If they had changed the Windows behaviour, yes, but
Windows 7 seems to be compatible with NT 3.5 rather
than with DOS.
Peter Bell.
I don't think it's false. I think it's a fair statement given the Windows
implementation of the C standard library. Such things are frequently considered
to be part of the OS. This isn't just some random API; it's the implementation
of the C standard.
> I'm looking at a statement that is clearly false (for anyone who knows
> anything about Windows file systems and Windows file io), which leaves the
> Python behaviour completely undefined (for anyone who knows nothing about
> Python).
>
> I understand that many of you don't really have any understanding of
> Windows, much less any background with Windows, and I'm here to help. That
> part was simple.
>
> The next part is where I can't help: What is the behaviour of Python?
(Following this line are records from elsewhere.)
PR #145, opened 2022-08-19
task/Rename-plot-and-converter

ferrom-jaia:


edsanville (commented):
In the README,.md, we need to update that ~/jaiabotplot-logs path to the current /var/log/jaiabot/bot_offload path that is being used.

jason-jaia (approved):

PR #150, opened 2022-08-20
feature/separate_arduino

jason-jaia:
I split the arduino into two groups so we could more easily follow in liaison


jason-jaia:
I meant to say too that I didn't test it, but someone with your eagle coding eyes could see that it was either obviously good or obviously trash.

michaelrockJAIA (approved):

PR #605, opened 2023-09-18
feature/current-icons-grow-base-on-speed

michael-jaia:
- Let me know what you think of the flashing and the size of the arrow


ferrom-jaia (approved):
Looks good! Tested in sim. Icon may need a small change in the future.

PR #607, opened 2023-09-19
Constant heading arrow is gold, if canEdit

edsanville:


ferrom-jaia (dismissed):
Looks great! Tested in sim.

PR #613, opened 2023-09-25
bug/fix-flag-indexing-on-map

michael-jaia:
Now an operator can change the rally points in the middle of creating a line tool mission


ferrom-jaia (approved):
Looks great! Tested in sim.

PR #619, opened 2023-09-28
bug/rally-confirmation

ferrom-jaia:
Added a return bool to deleteAllRuns function to determine if we should continue to execute mission


michael-jaia (approved):
Tested with two bots in sim performing simultaneous runs, then tested loading a mission and running that mission. The bots and UI performed as I expected.

PR #621, opened 2023-10-03
Added new h5error.py script, which scans a JaiaH5 file for any error …

edsanville:
…and warning statuses, and prints the times and processes on which they occurred


ferrom-jaia (approved):
Looks great! Tested with h5 file and worked as expected.

PR #622, opened 2023-10-03
task/a-run-should-not-be-in-edit-mode-after-using-line-tool

michael-jaia:


ferrom-jaia (approved):
Looks great! Tested in sim.

PR #623, opened 2023-10-03
bug/web-portal-bug

ferrom-jaia:
Fixing bug introduced when we added limitations to the server sending data to web portal


ferrom-jaia:
Reverting these changes because we do not need to treat these as radio messages. Bug was caused when we tried a multimessage command and it was not handled correctly by these changes. Tested on Bot 4 and Hub 1 fleet 2.

PR #624, opened 2023-10-04
bug/ansible-mount-not-working

ferrom-jaia:
Changed from using the built in mount that ansible provides to a shell command to remount /boot/firmware.

The built in mount command was not remounting the /boot/firmware partition so it was failing to upgrade when new firmware was available.


ferrom-jaia:
Tested on fleet 0

PR #626, opened 2023-10-04
bug/optimize-mission-disable-line-creation-without-start-and-end

michael-jaia:


ferrom-jaia (approved):
Looks good! Tested in sim.

PR #627, opened 2023-10-05
Feature/create a layer for a uniform grid of drift directions

edsanville:
The layer currently uses the same drift icon style as the drift packet layer.
I also consolidated some common python code into a `pyjaia` module.  This way, we can use all of our Goby messages just by importing pyjaia, and also have access to the interpolation and whatever other Jaia algorithms we create.


ferrom-jaia (approved):
Looks great! Saw a Image of it working from Ed.

PR #629, opened 2023-10-06
bug/task-packet-to-kmz

ferrom-jaia:
Added a try catch just in case for no task packets and made measurements optional for dive packets in cases where the vehicle does not perform a hold


michael-jaia (approved):
Used dataset that caused the error: pre-changes the log converter threw an error, post-changes that error was resolved

PR #1224, opened 2016-11-04
Election headpiece battleproofing

aendrew:
This does a few things:

a. Makes the tabs not appear broken if fonts don't load (Particularly problematic on Windows Phone)
b. No longer prevents the app from coming up in the event that the Heroku service supplying the election data goes down
c. Allows the toggling of the link to results based on data from the JSON file

I may add a slight restyling of one of the charts to this; please hold off on merging for now.


kavanagh:
LGTM 👍

PR #1226, opened 2016-11-07
🆙 Replacing US election headpiece endpoint URL with LIVE url

aendrew:
This sets the endpoint URL to the live election results app.


kavanagh:
LGTM 👍

PR #1228, opened 2016-11-07
🆙 Election headpiece: go-live tweaks

aendrew:
Myriad election headpiece tweaks:

- Increase image sizes for L/XL breakpoints
- Remove extra margin above 2x2 grid on L+ breakpoints when no interactive element


kavanagh:
LGTM 👍

PR #1233, opened 2016-11-07
⚡️ Election headpiece: adds polltracker widget

aendrew:
At the request of an editor, I've added the graphic from the midriff to the headpiece.


callumlocke:
thanks for putting this together so quickly @aendrew

PR #1234, opened 2016-11-07
⚡️ Election headpiece: redirect markets tab to markets.ft.com

aendrew:
Currently the markets tab redirects to the results; it should redirect to markets.ft.com.


kavanagh:
👍

PR #1238, opened 2016-11-08
🐛 Redid election IE <=9 condit tags to use tables

aendrew:
The last attempt to fix the election headpiece in IE <=9 had issues, so this is another attempt, this time using tables. Works surprisingly well...


kavanagh:
I suppose we can live with this as it's only for a couple of days 👍

PR #1241, opened 2016-11-08
🐛 Election headpiece: Fixes reflow after tabs load

aendrew:
This adds a default height to the tab dashboard container so that the stories beneath don't jump around once a tab loads.


kavanagh:
:shipit:

PR #1244, opened 2016-11-09
⚡️ Election: Sets more aggressive polling intervals

aendrew:
Previously "timeout" wasn't set in the correct config property and refreshInterval was the default (60000). This sets timeout to 8s and refreshInterval to 20s.


kavanagh:
👍 We can back off a bit in a couple of hours when the result is done.

PR #1246, opened 2016-11-09
⚡️ Election: Reverts timings and sets results to off by default

aendrew:
Less aggressive polling and results set to off by default.


aendrew:
Reviewed by @kavanagh.

PR #1247, opened 2016-11-09
⚡️ Election: Reverting mini polltracker code

aendrew:
This removes the mini polltracker code added from the midriff on Monday.


kavanagh:
👍 Grid rid!

PR #1257, opened 2016-11-09
Make election data static

callumlocke:


aendrew:
@callumlocke I think the initial emit needs to be done in the `start()` method, or else it's too early and nothing comes up. See added commit.

aintgoin2goa:
@callumlocke @aendrew Do you still need this?

aendrew:
@aintgoin2goa Nope, I think we can close this.

PR #78, opened 2015-06-02
Filter git tags by tag_prefix.

### LINKED ISSUE #77: Multiple tags result in "unknown" even if correct tag exists
We want to use versioneer to version multiple python packages in a single git repo.

I have 2 setup.cfgs with:

```
tag_prefix=ExampleA-
```
and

The full technical description is where it belongs, in the reference manual
rather than a tutorial:
http://docs.python.org/library/functions.html#open
> I'm sure you don't think that tutorial is only for readers who can guess
> that they have to extrapolate from the behaviour of the Visual C library in
> order to work out what Python does.
All a tutorial level documentation needs to know is what is described: when a
file is opened in text mode, the actual bytes written to a file for a newline
may be different depending on the platform. The reason that it does not explain
the precise behavior on each and every platform is because it *is* undefined.
Python 2.x does whatever the C standard library implementation for stdio does.
It mentions Windows as a particularly common example of a difference between
text mode and binary mode.
I definitely want to see how python doc be midified, last time I checked
MIDI cannot play spoken words, don't know whether there is
text-to-speech sound font though ;)
I will freely admit to having no idea of just how many pythonastis have
good Windows experience/background, but how about you give us the
benefit of the doubt and tell us exactly which languages/routines you
play with *in windows* that fail to make a distinction between text and
binary?
>>> "Steven D'Aprano" <ste...@REMOVE.THIS.cybersource.com.au>
>PB> writes
>>> http://support.microsoft.com/kb/156258
>PB> That says that Windows NT 3.5 and NT 4 couldn't make
>PB> a distinction between text and binary files. I don't think
>PB> that advances your case.
And that was a bug apparently (euphemistically called a `problem').
>PB> If they had changed the Windows behaviour, yes, but
>PB> Windows 7 seems to be compatible with NT 3.5 rather
>PB> than with DOS.
If that is true then they may still be `researching this problem'. :=(
--
Piet van Oostrum <pi...@cs.uu.nl>
URL: http://pietvanoostrum.com [PGP 8DAE142BE17999C4]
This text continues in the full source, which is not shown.